§ **EXERCISE**:
Reproduce the data that follows in its entirety, character for character.

** Opening DATA block **

PR #107, opened 2021-03-05
Fix bug when active asset not set after SEP-24 popup closed

quietbits:
The problem was that the active asset was resetting/clearing because the SEP-24 deposit/withdrawal status after closing modal was kept on "SUCCESS" (it should be cleared).
Refactored with better checks and more consistent `useEffect` actions.

### DIFF
--- a/src/components/Assets.tsx
+++ b/src/components/Assets.tsx
@@ -131,9 +131,12 @@ export const Assets = ({
       status: ActionStatus | undefined;
       message: string | React.ReactNode;
     }) => {
+      if (!status) {
+        return;
+      }
+
       if (status === ActionStatus.SUCCESS || status === ActionStatus.ERROR) {
         dispatch(resetActiveAsset());
-        setToastMessage(undefined);
       }
 
       if (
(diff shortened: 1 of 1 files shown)


src/components/Assets.tsx
```diff
@@ -211,12 +218,12 @@ export const Assets = ({
...
   useEffect(() => {
-    if (
-      sep24WithdrawAsset.status === ActionStatus.SUCCESS &&
-      sep24WithdrawAsset.data.currentStatus === "completed"
-    ) {
+    if (sep24WithdrawAsset.status === ActionStatus.SUCCESS) {
       dispatch(resetSep24WithdrawAssetAction());
-      handleRefreshAccount();
+
+      if (sep24WithdrawAsset.data.currentStatus === "completed") {
```
piyalbasu, line 224: `completed` should probably be a const

piyalbasu (approved):

src/components/Assets.tsx
quietbits: Created [an issue](https://github.com/stellar/nebula/issues/134) to do it for all transaction statuses.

** Closing DATA block **

§ **ANSWER SPACE**:
PR #107, opened 2021-03-05
Fix bug when active asset not set after SEP-24 popup closed

quietbits:
The problem was that the active asset was resetting/clearing because the SEP-24 deposit/withdrawal status after closing modal was kept on "SUCCESS" (it should be cleared).
Refactored with better checks and more consistent `useEffect` actions.

### DIFF
--- a/src/components/Assets.tsx
+++ b/src/components/Assets.tsx
@@ -131,9 +131,12 @@ export const Assets = ({
       status: ActionStatus | undefined;
       message: string | React.ReactNode;
     }) => {
+      if (!status) {
+        return;
+      }
+
       if (status === ActionStatus.SUCCESS || status === ActionStatus.ERROR) {
         dispatch(resetActiveAsset());
-        setToastMessage(undefined);
       }
 
       if (
(diff shortened: 1 of 1 files shown)


src/components/Assets.tsx
```diff
@@ -211,12 +218,12 @@ export const Assets = ({
...
   useEffect(() => {
-    if (
-      sep24WithdrawAsset.status === ActionStatus.SUCCESS &&
-      sep24WithdrawAsset.data.currentStatus === "completed"
-    ) {
+    if (sep24WithdrawAsset.status === ActionStatus.SUCCESS) {
       dispatch(resetSep24WithdrawAssetAction());
-      handleRefreshAccount();
+
+      if (sep24WithdrawAsset.data.currentStatus === "completed") {
```
piyalbasu, line 224: `completed` should probably be a const

piyalbasu (approved):

src/components/Assets.tsx
quietbits: Created [an issue](https://github.com/stellar/nebula/issues/134) to do it for all transaction statuses.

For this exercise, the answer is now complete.